→ Data shown:
PR #4083, opened 2026-04-24
fix: wipe conversation properly on leave and clear content events (WPB-25058)

sbakhtiarov:
https://wearezeta.atlassian.net/browse/WPB-25058

https://wearezeta.atlassian.net/browse/WPB-25058

----

# What's new in this PR?

### Issue

After User A (Web) leaves an MLS conversation and User B re-adds them, User A's Android client shows message decryption errors and "device not used for a while" warnings. The Android client holds stale MLS group state (epoch and key material) that is no longer valid after re-joining.
  
### Cause

The `MemberLeaveEventHandler` relied on a "delete queue" persisted in `MetadataDAO` to defer conversation deletion until after the member leave event arrived.  This had two fundamental flaws:
  - It called `deleteConversation` (DB-level deletion) instead of properly wiping the MLS group cryptographic state via CoreCrypto.
  - If the member leave event arrived *without* a prior clear event (the normal leave-without-clearing path), no wipe happened at all, leaving stale crypto state on the device.

### Solution

  - **`ClearConversationContentHandler`:** When `needToRemoveLocally && isSelfSender`, delete the conversation immediately. The membership check and delete-queue mechanism are removed entirely.
  - **`MemberLeaveEventHandler`:** When the self user leaves an MLS conversation (reason: `Left`), always call `MLSConversationRepository.leaveGroup()` to properly wipe the MLS group state through CoreCrypto, ensuring stale epoch and key material are cleared before the user can re-join.
  - `ConversationRepository` no longer depends on `MetadataDAO` for queue management.


MohamadJaara (changes requested):
can we please add one db migration that will clear the metadata value for the q since it is removed

MohamadJaara (approved):

MohamadJaara (approved):

Garzas (approved):

PR #4011, opened 2026-04-01
Mo/feat/custom notify query

MohamadJaara:
----
#### PR Submission Checklist for internal contributors

- The **PR Title**
  - [ ] conforms to the style of semantic commits messages¹ supported in Wire's Github Workflow²
  - [ ] contains a reference JIRA issue number like `SQPIT-764`
  - [ ] answers the question: _If merged, this PR will: ..._ ³

- The **PR Description**
  - [ ] is free of optional paragraphs and you have filled the relevant parts to the best of your ability
----

# What's new in this PR?

### Issues

in the current model sqldelight `.asFlow()` from select queries will emit an update for any mutaion select that changes any table in the select without control of wither this mutaion need to update the flow of not 
for example 
```sql
SELECT * FROM Message WHERE conversation_id = 'cool_boiz';

INSERT INTO Message(id, conversation_id, text)
VALUES (:id, `not_cool_boiz`, :text);
```
the select will update even tho the conversaiton is not related and there is 0 data change for the 'cool_boiz' conv

### Causes (Optional)

this is how it works with sqldelight

### Solutions

fork sqldelight and add a feature where you can have annotaions in a comment inside the .sq file, those annotaions will resolve to a custom flow listner that follow the annotaions

```sql
selectConversationMessages:
-- @CustomKey conversation_:conversation_id
SELECT ...

insertMessage:
-- @NotifyCustomKey conversation_:conversation_id
INSERT ...
```

How it works:
- `@CustomKey` tells a query which keys to listen for
- `@NotifyCustomKey` tells a mutation which keys to notify after it runs
- Placeholders like `:conversation_id` get resolved from the actual arguments at runtime, so `conversation_:conversation_id` becomes something like `conversation_conv123`
- When custom keys are used, they replace the default table-based invalidation for that statement

This behavior can be configured at compile time so we can adapt it only in internal apps first

what i am looking for in this PR is to start the conversation if this is something we want to adapt 

### Dependencies (Optional)

_If there are some other pull requests related to this one (e.g. new releases of frameworks), specify them here._

Needs releases with:

- [ ] GitHub link to other pull request

#### Test Coverage (Optional)

- [ ] I have added automated test to this contribution

#### How to Test

_Briefly describe how this change was tested and if applicable the exact steps taken to verify that it works as expected._

### Notes (Optional)

_Specify here any other facts that you think are important for this issue._

### Attachments (Optional)

_Attachments like images, videos, etc. (drag and drop in the text box)_

----
[...]

PR #4087, opened 2026-04-28
fix: prevent zombie SharedFlow coroutines in FlowCache and MetadataDAO [WPB-25125]

sbra0902:
- Fix memory/coroutine leak in FlowCache: each shareIn() now runs in a child SupervisorJob scope that is cancelled on cache eviction, preventing launchSharing coroutines from accumulating as zombies
- Fix memory/coroutine leak in MetadataDAOImpl.observeSerializable(): replace SharingStarted.Lazily (never stops) with WhileSubscribed(5s) + child scope cleanup via onCompletion
- Add regression test verifying that repeated cache evictions don't leave zombie coroutines behind

**Problem**
Root Cause 1 — FlowCache: shareIn() internally launches a launchSharing coroutine in the provided scope. When WhileSubscribed sends STOP, the upstream collection is cancelled, but the launchSharing coroutine stays alive waiting for the next command. On cache eviction (remove()), only the flow reference was removed from the map — the coroutine in cacheScope lived on forever. Over time, zombie coroutines accumulated with each eviction cycle.
Root Cause 2 — observeSerializable(): Every call created a new SharedFlow in databaseScope with SharingStarted.Lazily, which starts on first subscriber and never stops. No caching meant repeated calls for the same key (e.g. appLockFlow(), isFileSharingEnabledFlow()) each spawned a permanent coroutine + SQLDelight query listener.

**Impact**
In our case, the accumulating zombie coroutines caused steadily increasing CPU load over time. After applying this fix, the rising CPU usage was eliminated and CPU load returned to expected levels.

**Changes**
FlowCache.kt

Each cached flow now gets its own SupervisorJob (child of cacheScope's job) and a derived sharingScope
remove() now cancels the associated sharingJob, killing the launchSharing coroutine
New sharingJobs map tracks jobs by key alongside the existing storage map

MetadataDAOImpl.kt

SharingStarted.Lazily → SharingStarted.WhileSubscribed(5_000L): upstream stops 5s after last subscriber leaves
databaseScope → child sharingScope with its own SupervisorJob
.onCompletion { sharingJob.cancel() }: when upstream completes after STOP, the child job is cancelled → launchSharing coroutine dies
Removed stale // TODO: Cache comment

FlowCacheTest.kt

New test givenMultipleCacheEvictions_thenSharingCoroutinesShouldNotAccumulate: repeats 5 get/evict cycles and asserts 0 remaining child coroutines

**Review Request**
Please review this PR carefully with regard to potential negative side effects — in particular around the new scope/job lifecycle management, cancellation behavior on cache eviction, and the change from Lazily to WhileSubscribed(5s). 
Root Cause 2 might be also resolvable by applying the Flowcache here aswell.


MohamadJaara:
Hi, thanks for the contribution, but we enforce signed commits on this repo, and it can be merged only with signed commits. Can you please enable it and rebase your branch, and we can get it merged right after?

MohamadJaara:
also for the sqlDelight listner this is something on our radar for a while and we have a POC fix for this that should make it better not only for metadata but for messages and conv lists as well.

MohamadJaara:
you can try the branch from this draft PR https://github.com/wireapp/kalium/pull/4011 to see if this also fixes the other part of the issue

sbra0902:
> Hi, thanks for the contribution, but we enforce signed commits on this repo, and it can be merged only with signed commits. Can you please enable it and rebase your branch, and we can get it merged right after?

done

sbra0902:
> you can try the branch from this draft PR #4011 to see if this also fixes the other part of the issue

nice i suppose that will address the unecessary emits <3

But i think i won't fix the root cause for the zombies

MohamadJaara:
sorry that it took me some time to get the review 

Worth noting that `FlowCache` is used in 5 places, not just metadata:
- `userCache` (UserDAO)
- `conversationCache` + `conversationDetailsCache` (ConversationDAO)
- `membersCache` (MemberDAO)
- `metadataCache` (MetadataDAO)

The user/conversation/member ones are keyed by IDs, so keys churn a lot as you navigate around the app, every eviction leaked a zombie coroutine into `databaseScope` (which lives for the whole session). That's probably the main source of the CPU creep, more than metadata.

Also, after the recently merged SQLDelight fork update (#4135) we now have per-key custom query notifications on the Metadata table, writes to one key no longer wake listeners on other keys. So the metadata caching layer is less valuable than it was.

Plan: let's merge this PR as-is to fix the leak across all 5 caches, and I'll remove the `metadataCache` in a follow-up since custom notifications make it mostly redundant there. The `FlowCache` fix stays useful for user/conversation/member which still benefit from shared upstreams.

MohamadJaara (approved):

MohamadJaara:
hmmm i (my claude code) just noticed something after 5s with zero subscribers the upstream now stops. A new subscriber arriving later:
  - gets the replay=1 cached value first (potentially stale by N minutes),
  - then gets a fresh DB read.
  
this can be an issue if a function is calling one of those flows .first() which can be an issue for conversations users and other places where this is used

yamilmedina (approved):

PR #4092, opened 2026-04-29
fix: join MLS conv with link race condition [WPB-25121]

MohamadJaara:
https://wearezeta.atlassian.net/browse/WPB-25121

→ Work request: The answer is a single number: how many lines in the data above hold the string "behavior".

→ Your solution: 2